Our results showed that the hyperlipidemia induced by Triton WR-1339 was significantly reduced by compounds 4b, 4c, and bezafibrate in comparison with the hyperlipidemic control group after 18 h. It was not surprising that the reduction in triglycerides levels of compounds 4b and 4c were significantly greater than the reduction in cholesterol levels; this could be explained by the significant elevation in plasma lipid profile following Triton WR-1339 administration which results mostly from the increase in VLDL (in which the triglycerides portion is several times greater than that of cholesterol) [23]. This result suggests that the compounds are able to restore, at least partially, the catabolism of lipoproteins.

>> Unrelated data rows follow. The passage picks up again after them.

PR #10, opened 2021-05-17
Making 2 tests less strict

jbieniosek:


jmaddox19 (approved):
Thanks! Any reason not to change lines 372 and 860 as well?

PR #16, opened 2021-05-19
Scissors - Sneha Agarwal

sneha8412:


jmaddox19:
Great work!

It looks like this project is missing a .gitignore file so unfortunately the diff is so big I can't do inline comments.

I enjoy that you setup 3 files for the different sets of routes :)

I see in Learn that you noted that you completed endpoints for overdue and video history but I'm not seeing that code for some reason. I wonder if I'm missing it somehow or if maybe it didn't get pushed up.

sneha8412:
Hi Jared, thank you for your comments. 

I have the .gitignore on my end on VS code, does that mean that Git just doesn't upload the gitinore file coz hey all the secrets are in there? so in that case I need not do anything right? :)

I worked on the optional enhancements this is the update:
GET /rentals/overdue - complete - 
GET /videos/<id>/history -complete
I had to remove it the above 2 sections of code from my program temporarily because of some error I got in CLI , I remember having the code, but some complication happened and then I removed it, again I should have just # it out. I will try and find the code and put it back in. I can't recall if I committed it. :(
GET /customers/<id>/history - did not work on it
deployment - did not deploy

PR #21, opened 2021-05-20
Paper - Katrina Li

likatrina7:


app/models/customer.py
```diff
@@ -0,0 +1,22 @@
+from app import db
+from datetime import datetime
+
+class Customer(db.Model):
+    id = db.Column(db.Integer, primary_key=True, autoincrement=True)
+    name = db.Column(db.String)
+    postal_code = db.Column(db.String)
```
CheezItMan, line 7: This is fine, I'm just noting that the postman tests expect it to be an integer.

app/customer_routes.py
```diff
@@ -0,0 +1,59 @@
...
+from app import db
+from app.models.customer import Customer
+from app.models.video import Video
+
+customers_bp = Blueprint("customers", __name__, url_prefix="/customers")
+
+@customers_bp.route("", methods=["GET"], strict_slashes=False)
+def get_all_customers():
+    customers = Customer.query.all()
+    response_body =[customer.customer_to_json() for customer in customers]
```
CheezItMan, line 12: Nice list comprehension

app/customer_routes.py
```diff
@@ -0,0 +1,59 @@
...
+    return jsonify(response_body), 200
+
+@customers_bp.route("", methods=["POST"], strict_slashes=False)
+def create_new_customer():
+    new_customer_data = request.get_json()
+    if new_customer_data.keys() >= {"name", "postal_code", "phone"}:
+        new_customer = Customer(**new_customer_data)
```
CheezItMan, line 19: I like the use of **

app/customer_routes.py
```diff
@@ -0,0 +1,59 @@
...
+        db.session.add(new_customer)
+        db.session.commit()
+        return jsonify(new_customer.customer_to_json()), 201
+    return jsonify({"details": "Invalid data"}), 400
+
+@customers_bp.route("/<int:customer_id>", methods=["GET"], strict_slashes=False)
+def get_single_customer(customer_id):
+    customer = Customer.query.get_or_404(customer_id)
```
CheezItMan, line 27: Nice use of `get_or_404`, my only criticism of it is that it doesn't provide much feedback to the user other than the 404 response code.

app/customer_routes.py
```diff
@@ -0,0 +1,59 @@
...
+    return jsonify(customer.customer_to_json()), 200
+
+@customers_bp.route("/<int:customer_id>", methods=["PUT"], strict_slashes=False)
+def update_single_customer(customer_id):
+    update_customer_data = request.get_json()
+    customer = Customer.query.get_or_404(customer_id)
+    if update_customer_data.keys() >= {"name", "postal_code", "phone"}:
```
CheezItMan, line 34: Very dry way to validate the request body.

app/rental_routes.py
```diff
@@ -0,0 +1,47 @@
+from app.models.video import Video
```
CheezItMan, line 1: I like how you broke up the routes file into separate files for each type of route.

app/rental_routes.py
```diff
@@ -0,0 +1,47 @@
...
+
+    customer = Customer.query.get_or_404(check_out_data["customer_id"])
+    video = Video.query.get_or_404(check_out_data["video_id"])
+    check_out_rental = Rental(**check_out_data)
+    if video.available_inventory > 0:
+        video.available_inventory -= 1
+        customer.videos_checked_out_count += 1
+        db.session.add(check_out_rental)
+        db.session.commit()
+        return make_response(check_out_rental.rental_to_json(), 200)
```
CheezItMan, line 29: I do suggest pushing the "business logic" of checking out a video into model methods.  This way the route file stays focused on the task of coordinating the request and response and the code dealing with the logic of checking out a video goes with the models.

CheezItMan (commented):
This is a really solid submission Katrina.  I had a few comments, but my only real suggestion is to move some of the "business logic" into the models.  That way the routes can just handle the request-response part and the actual dealing with videos, customers and rentals can be done in the models.  I think it's a better way for separation of concerns.  Let me know what questions you have.

Otherwise this is quite well done and you showed a real solid understanding of Flask and Python.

In addition, 4b and 4c significantly increased the HDL-C levels after 18 h of Triton WR-1339 administration. Elevated HDL-C is reported to have a preventive action against atherogenesis [24].

The findings of this research work are in agreement with our previous data which indicated that the presence of an aromatic heterocyclic moiety connected to huge lipophilic aromatic rings through a carboxamide linkage is necessary for interaction with proper target(s) for hypolipidemic activity [25,26]. Also, the chemical nature and the electronic effect of the substituents bearing on the heterocycle ring play an important role in the determination of activity.

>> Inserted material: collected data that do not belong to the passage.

PR #24, opened 2021-05-21
Paper - Jen

jenniferlim07:


app/routes.py
```diff
@@ -1,2 +1,327 @@
...
+    rentals = Rental.query.all()
+    print("******", rentals)
+
+    # rentals_response = [rental.to_json() for rental in rentals]
+    rentals_response = []
+    for rental in rentals:
+        # print("***", rental)
+        # print("***", rental.id)
+        # print("***", rental.customer_id)
+        # print("***", rental.video_id)
```
CheezItMan:
```suggestion
```

app/models/customer.py
```diff
@@ -0,0 +1,27 @@
...
+
+class Customer(db.Model):
+    __tablename__ = "customer"
+    id = db.Column(db.Integer, primary_key=True, autoincrement=True)
+    name = db.Column(db.String)
+    postal_code = db.Column(db.Integer)
+    phone = db.Column(db.String)
+    registered_at = db.Column(db.DateTime)
+    videos_checked_out_count = db.Column(db.Integer) #, default=1)
+    video = relationship("Rental", back_populates="customer")
```
CheezItMan, line 13: You're not really using this relationship, and it doesn't make sense for an attribute Video to be a rental.

This might work better and would give every Customer object a `.rentals` attribute, which is a list of the customer's rentals.

```suggestion
    rentals = db.relationship('Rental', backref='customer', lazy=True)
```

app/models/rental.py
```diff
@@ -0,0 +1,22 @@
...
+    __tablename__ = "rental"
+    id = db.Column(db.Integer, primary_key=True, autoincrement=True)
+    customer_id = db.Column("customer", db.Integer, db.ForeignKey("customer.id"), primary_key=True)
+    video_id = db.Column("video", db.Integer, db.ForeignKey("video.id"), primary_key=True)
+    due_date = db.Column(db.DateTime)
+    status = db.Column(db.String)
+    video = relationship("Video", back_populates="customer")
+    customer = relationship("Customer", back_populates="video")
+
+    def to_json(self):
```
CheezItMan, line 16: This is a good model method, but I would suggest adding methods to do the business logic for checking out and checking in videos here as well.  You can add some class methods to do this.

app/models/video.py
```diff
@@ -0,0 +1,27 @@
...
+from sqlalchemy.orm import relationship
+
+class Video(db.Model):
+    __tablename__ = "video"
+    id = db.Column(db.Integer, primary_key=True, autoincrement=True)
+    title = db.Column(db.String)
+    release_date = db.Column(db.String)
+    total_inventory = db.Column(db.Integer)
+    available_inventory = db.Column(db.Integer) #, default=1)
+    customer = relationship("Rental", back_populates="video")
```
CheezItMan, line 12: Again this relationship doesn't make sense as they're not directly connected.

app/routes.py
```diff
@@ -1,2 +1,327 @@
...
+customers_bp = Blueprint("customers", __name__, url_prefix="/customers")
+videos_bp = Blueprint("videos", __name__, url_prefix="/videos")
+rentals_bp = Blueprint("rentals", __name__, url_prefix="/rentals")
+
+
+def not_found():
+    return make_response("Not Found", 404)
+
+def invalid_data():
+    return jsonify({"details": "Invalid data"}), 400
```
CheezItMan, line 18: Good helper functions

app/routes.py
```diff
@@ -1,2 +1,327 @@
...
+    inner.__name__ = func.__name__
+    return inner
+
+def video_not_found(func):
+    def inner(id):
+        if Video.query.get(id) is None:
+            return make_response("Not Found", 404)
+        return func(id)
+    inner.__name__ = func.__name__
+    return inner
```
CheezItMan, line 35: These are great decorators.

app/routes.py
```diff
@@ -1,2 +1,327 @@
...
+    for rental in customer.video:
+        if rental.status == "checked-in":
+            return make_response({400: "Bad Request"}, 400)
+        if rental.video_id == video_id:
+            customer.videos_checked_out_count -= 1
+            video.available_inventory += 1
+            rental.status = "checked-in"
+            # db.session.delete(rental)
+
+    db.session.commit()
```
CheezItMan, line 275: I suggest putting the "check-in" business logic into the Rental model.  That way the `routes.py` file is only concerned with dealing with requests and responses and the Rental model can handle the logic of checking out and checking in videos.  It's good for separation of concerns and making the app more flexible.  Then you could theoretically reuse the models for a mobile app or any non-api application.

CheezItMan (commented):
Nice work Jen, you hit the main learning goals here.  Well done.   I really like what you did with the decorator functions, those really dried things up quite a bit.   I had a few suggestions on organization, and using relationships.  Let me know if you have questions on them.

PR #25, opened 2021-05-21
Scissors - Sumitra Chhetri 

sumitrac:


app/routes.py
```diff
@@ -1,2 +1,349 @@
...
+    
+    customer = Customer.query.get(customer_id)
+    video = Video.query.get(video_id)
+
+    for rental in customer.video:
+        if rental.video_id == video_id:
+            customer.checkout_count -= 1
+            video.available_inventory += 1
+            db.session.delete(rental)
+            db.session.commit()
```
jmaddox19, line 242: This is interesting that there's a loop here. It looks like the idea is that if the same customer has multiple copies of the same video checked out, they are expected to return all the duplicate copies at once. Is that right?

app/routes.py
```diff
@@ -1,2 +1,349 @@
...
+
+# List the videos a customer currently has checked out
+def get_video_by_customer_checkout(customer_id):
+
+    customer = Customer.query.get(customer_id)
+
+    if not customer:
+        return({"details":"Invalid data"},400)
+    
+    print(customer)
```
jmaddox19, line 310: In general its best to remove debugging print statements like this before submitting a Pull Request. I assume you probably knew that and just missed this one. Not a big deal :)

jmaddox19 (commented):
Looks good overall! Great work!
Just offered a couple little areas of feedback

PR #32, opened 2021-05-21
Paper Erika Chikere

ErikaChikere:
Will update to include the following optional enhancements: 

1. Customizable query parameters and endpoints


app/models/customer.py
```diff
@@ -0,0 +1,44 @@
...
+
+
+@dataclass
+class Customer(db.Model):
+    id: int 
+    name : str 
+    postal_code: str
+    phone: str
+    registered_at: datetime
+    videos_checked_out_count:int
```
CheezItMan, line 14: I like how you have typing hints here!

app/models/customer.py
```diff
@@ -0,0 +1,44 @@
...
+
+        return result_dict
+
+    @classmethod
+    def from_json(cls,customer_dict): 
+
+        return Customer(name = customer_dict["name"], 
+                postal_code = customer_dict["postal_code"],
+                phone = customer_dict["phone"],
+                videos_checked_out_count = 0)
```
CheezItMan, line 44: In a class method `cls` is this method's class.  So you can technically do this as well.

```suggestion
    @classmethod
    def from_json(cls,customer_dict): 

        return cls(name = customer_dict["name"], 
                postal_code = customer_dict["postal_code"],
                phone = customer_dict["phone"],
                videos_checked_out_count = 0)
```

app/models/customer.py
```diff
@@ -0,0 +1,44 @@
...
+                "registered_at": self.registered_at,
+                "postal_code": self.postal_code,
+                "phone": self.phone,
+                "videos_checked_out_count": 0, 
+
+            }
+
+        return result_dict
+
+    @classmethod
```
CheezItMan, line 38: I love this class method

app/models/rental.py
```diff
@@ -0,0 +1,22 @@
+from flask import current_app
+from app import db
+from dataclasses import dataclass 
+
+
+
+@dataclass
+class Rental(db.Model):
```
CheezItMan, line 8: I suggest that it would be better to move a lot of the "business logic" of your application to the models.  Like having the `check_out` and `check_in` functions in `Rental`.  

This way the `routes.py` file only deals with getting requests and sending back the response.  The logic of checking in and out videos can be done in the models.

app/models/video.py
```diff
@@ -0,0 +1,41 @@
...
+        return result_dict
+
+
+    @classmethod
+    def from_json(cls,video_dict): 
+        return Video(
+            title = video_dict["title"],
+            release_date = video_dict["release_date"],
+            total_inventory = video_dict["total_inventory"],
+            available_inventory = video_dict["total_inventory"])
```
CheezItMan, line 41: Also some good methods in the models.

app/routes.py
```diff
@@ -1,2 +1,284 @@
...
+        return make_response(jsonify(response), 200)
+
+@customer_bp.route("", methods=["POST"])
+def create_a_customer(): 
+    request_body = request.get_json()
+
+        
+    for customer_attribute in ["name","postal_code","phone"]:
+        if customer_attribute not in request_body:
+            return jsonify(f'Missing required: {customer_attribute}'),400
```
CheezItMan, line 33: I like this error response.   However I do think you could create a function to detect and handle errors.  That might help dry up your code.

app/routes.py
```diff
@@ -1,2 +1,284 @@
...
+
+
+    response = {
+             "id": new_customer.id 
+
+               }
+    return make_response(jsonify(response), 201)
+
+@customer_bp.route("/<customer_id>", methods=["GET","PUT","DELETE"])
+def retrieve_one_customer(customer_id):
```
CheezItMan, line 50: You seem to be breaking some routes into individual functions and some into functions like this where the function handles multiple methods.  I would suggest being consistent and either having a function handle multiple methods or have each function handle one method each.  You can dry up code with decorators, if needed.

app/routes.py
```diff
@@ -1,2 +1,284 @@
...
+            return jsonify({}), 400 
+
+    new_video = Video.from_json(request_body)  
+    db.session.add(new_video)
+    db.session.commit()
+
+
+    response = {
+             "id": new_video.id 
+
```
CheezItMan, line 147:
```suggestion
```

app/routes.py
```diff
@@ -1,2 +1,284 @@
...
+# #Routes for Rental 
+@rental_bp.route("/check-out", methods=["POST"])
+def rentals_check_out(): 
+    request_body = request.get_json()
+
+    for rental_attribute in ["customer_id", "video_id"]: 
+        val= request_body[rental_attribute]
+        if not (rental_attribute in request_body) or not isinstance(val,int): 
+            return jsonify({}), 400
```
CheezItMan, line 162: This is another place where you could create a function to validate the input from the request.

app/routes.py
```diff
@@ -1,2 +1,284 @@
...
+
+        
+    
+@video_bp.route("", methods=["POST"])
+def create_a_video(): 
+    request_body = request.get_json()
+
+    for video_attribute in ["title", "total_inventory", "release_date"]: 
+        if not (video_attribute in request_body): 
+            return jsonify({}), 400
```
CheezItMan, line 138: Just another note that you are doing this pattern a lot to check for invalid request body, so it would make a good external function.

app/routes.py
```diff
@@ -1,2 +1,284 @@
...
+        val= request_body[rental_attribute]
+        if not (rental_attribute in request_body) or not isinstance(val,int): 
+            return jsonify({}), 400
+        
+    # foo = ["foo"]
+    # foo["foo"]
+
+    customer = Customer.query.filter_by(id=request_body["customer_id"]).first()
+    video = Video.query.filter_by(id=request_body["video_id"]).first()
+    rental = Rental.query.filter_by(video_id=request_body["video_id"],customer_id=request_body["customer_id"]).first()
```
CheezItMan, line 214: Just another note that you do a lot of queries like this and they would make great methods to put in the model, maybe as class methods. 

That way you would separate the database stuff from handling the requests-responses.

app/routes.py
```diff
@@ -1,2 +1,284 @@
...
+
+  
+    for rental_attribute in ["customer_id", "video_id"]: 
+        val= request_body[rental_attribute]
+        if not (rental_attribute in request_body) or not isinstance(val,int): 
+            return jsonify({}), 400
+        
+    # foo = ["foo"]
+    # foo["foo"]
+
```
CheezItMan, line 211:
```suggestion
```

CheezItMan (commented):
This was really great work Erika!  The code is very solid, so my feedback was more on the high-level organization of the project.  You have all the nuts and bolts of a Flask app well done here.  Just note about how big your `routes.py` file was getting.  Breaking things out and so the `routes.py` file only handles coordinating the request and response and leaves the business logic and database stuff to the model classes would be an organizational improvement.  

Well done!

In the present study, the aromatic heterocycle is represented by furan ring and the aromatic lipophilic rings are benzophenones as shown in compounds 3b, 4b and 4c. Compounds 4b and 4c demonstrated much more activity than 3b. This result may be explained by the chemical nature of the substituent on position 5 of the furan ring. In compounds 4b and 4c, the substituent is methyl group, a small lipophilic group while compound 3b harbors a phenolic group that offers H-bond donor and acceptor motif. The size of the substituent on position 5 is a determinant for the activity and this result may indicate that the adjacent area in the target(s) which receives the furan ring is a small lipophilic site. Therefore, the presence of methyl group provides good hydrophobic interaction in the binding cleft.  Interestingly, 4c exhibited better activity than 4b and this may be attributed to the possibility of intramolecular H-bond interaction which in turn affects drug/receptor interaction and thus, might infer that the binding site is lipophilic.

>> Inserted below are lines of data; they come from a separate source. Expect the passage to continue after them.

PR #39, opened 2021-05-21
Paper - Maite A.

MaiteArp:


app/models/customer.py
```diff
@@ -0,0 +1,24 @@
...
+
+    def to_json(self):
+        return  {
+        "id": self.id,
+        "name": self.name,
+        "postal_code": self.postal_code,
+        "phone": self.phone,
+        "registered_at": self.registered_at,
+        "videos_checked_out_count": self.videos_checked_out_count
+        }
```
kaidamasaki, line 22: You can use `rentals` to compute the `videos_checked_out_count` though you need to add a field to `Rental` to keep track of if it's been checked in:

```suggestion
    rentals = db.relationship('Rental', back_populates='customer')

    def to_json(self):
        return  {
        "id": self.id,
        "name": self.name,
        "postal_code": self.postal_code,
        "phone": self.phone,
        "registered_at": self.registered_at,
        "videos_checked_out_count": len([rental for rental in self.rentals if not rental.check_in_date])
        }
```

app/models/rental.py
```diff
@@ -0,0 +1,31 @@
...
+from app import db
+
+
+class Rental(db.Model):
+    id = db.Column(db.Integer, primary_key=True)
+    due_date = db.Column(db.DateTime)
+    check_in_date = db.Column(db.DateTime, nullable=True)
+    customer_id = db.Column(db.Integer, db.ForeignKey('customer.id'))
+    video_id = db.Column(db.Integer, db.ForeignKey('video.id'))
+
```
kaidamasaki, line 12: See note above:

```suggestion
    check_in_date = db.Column(db.DateTime, nullable=True)
```

app/models/video.py
```diff
@@ -0,0 +1,20 @@
...
+    rentals = db.relationship('Rental', back_populates='video') 
+
+    def to_json(self):
+        return {
+        "id": self.id,
+        "title": self.title,
+        "release_date": self.release_date,
+        "total_inventory": self.total_inventory,
+        "available_inventory": self.available_inventory
+        }
```
kaidamasaki, line 20: Similar to above you can compute `available_inventory`:

```suggestion
    available_inventory = db.Column(db.Integer, default=0)
    rentals = db.relationship('Rental', back_populates='video') 

    def to_json(self):
        return {
        "id": self.id,
        "title": self.title,
        "release_date": self.release_date,
        "total_inventory": self.total_inventory,
        "available_inventory": self.total_inventory - len([rental for rental in self.rentals if not rental.check_in_date])
        }
```

kaidamasaki (commented):
Great job!

There were a few little things I pointed out but overall everything looks good.  😃

PR #43, opened 2021-05-21
Paper - Halisa Saipulla

lisa1501:


app/customer_routes.py
```diff
@@ -0,0 +1,243 @@
...
+
+
+@customers_bp.route("", methods=["POST","GET"], strict_slashes = False)
+def create_customers():
+
+    if request.method == "POST":
+        request_body = request.get_json()
+        
+        if "name" not in request_body or "postal_code" not in request_body or "phone" not in request_body: 
+            return ({"details":"Invalid data"},400)
```
CheezItMan: I suggest creating functions to check for invalid fields in the request body.  You could reuse them in several functions.

app/customer_routes.py
```diff
@@ -0,0 +1,243 @@
...
+        due_date=datetime.utcnow()+timedelta(days=7)
+        )
+
+    if video.available_inventory == 0:
+        return({"details":"Invalid data"},400)
+    else:
+        video.available_inventory -= 1
+        customer.videos_checked_out_count += 1
+        db.session.add(rental)
+        db.session.commit()
```
CheezItMan: I strongly suggest pulling this "business logic" out of the `routes.py` file and into the models.  That way the routes only handles coordinating the requests and responses and the models can handle the logic of checking in and out a video.

app/customer_routes.py
```diff
@@ -0,0 +1,243 @@
...
+@rentals_bp.route("/check-in", methods=["POST"], strict_slashes = False)  
+def check_in():
+
+    request_body = request.get_json()
+    
+    if type(request_body["customer_id"]) is not int or "customer_id" not in request_body:
+        return({"details":"Invalid data"},400)
+        
+    if type(request_body["video_id"]) is not int or "video_id" not in request_body:
+        return({"details":"Invalid data"},400)
```
CheezItMan, line 220: Just another area where creating a validation helper method could be useful.

app/models/videos.py
```diff
@@ -0,0 +1,25 @@
+from flask import current_app
+from sqlalchemy.orm import defaultload
+from app.models.rentals import Rental
+from app import db
+
+def default_avail_inv(context): 
+    return context.get_current_parameters()["total_inventory"]
```
CheezItMan: Nice way to add a default for `available_inventory`

app/customer_routes.py
```diff
@@ -0,0 +1,243 @@
+from re import U
```
CheezItMan: I like how it looks like you were trying to break up the `routes.py` file between the types of routes.  It doesn't look like you've done so however.

CheezItMan (commented):
Nice work Halisa, you hit the learning goals here.  I made some suggestions, but they were all high-level on organization rather than specific actions.  Mostly I suggest creating some helper methods for validating requests and pulling out the business logic into the models.  This way your routes file will only handle the specific API request and response logic.  The act of checking in and out videos can be done in the models.

This makes the code a bit more flexible, you could reuse the models in a video store POS system or mobile app for example.  Let me know if you have questions.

At the same time, if compounds 4b with 4c are compared, 4c is more active than 4b and this may be due to the possibility of intramolecular hydrogen bond formation which means that the amide hydrogen and the oxygen atom of the keto group are not involved in hydrogen bond formation with the target(s); this may suggest that the area in the active site of the target(s) which accommodates the ligand is lipophilic in nature.

Compounds 4b and 4c improve lipid profile in Triton-induced hyperlipidemic rats. These findings are in agreement with previous reports, and thus confirm that the presence of lipophilic moiety, carboxamide linkage and a heterocyclic ring (capable of hydrogen bond formation, furan ring) are three important requirements for the hypolipidemic activity of these novel compounds. Thus, there is a need for further investigations to elucidate the exact mechanism of action of these compounds which can serve as lead compounds in the search for therapeutic agents for targeting dyslipidemia and cardiovascular diseases.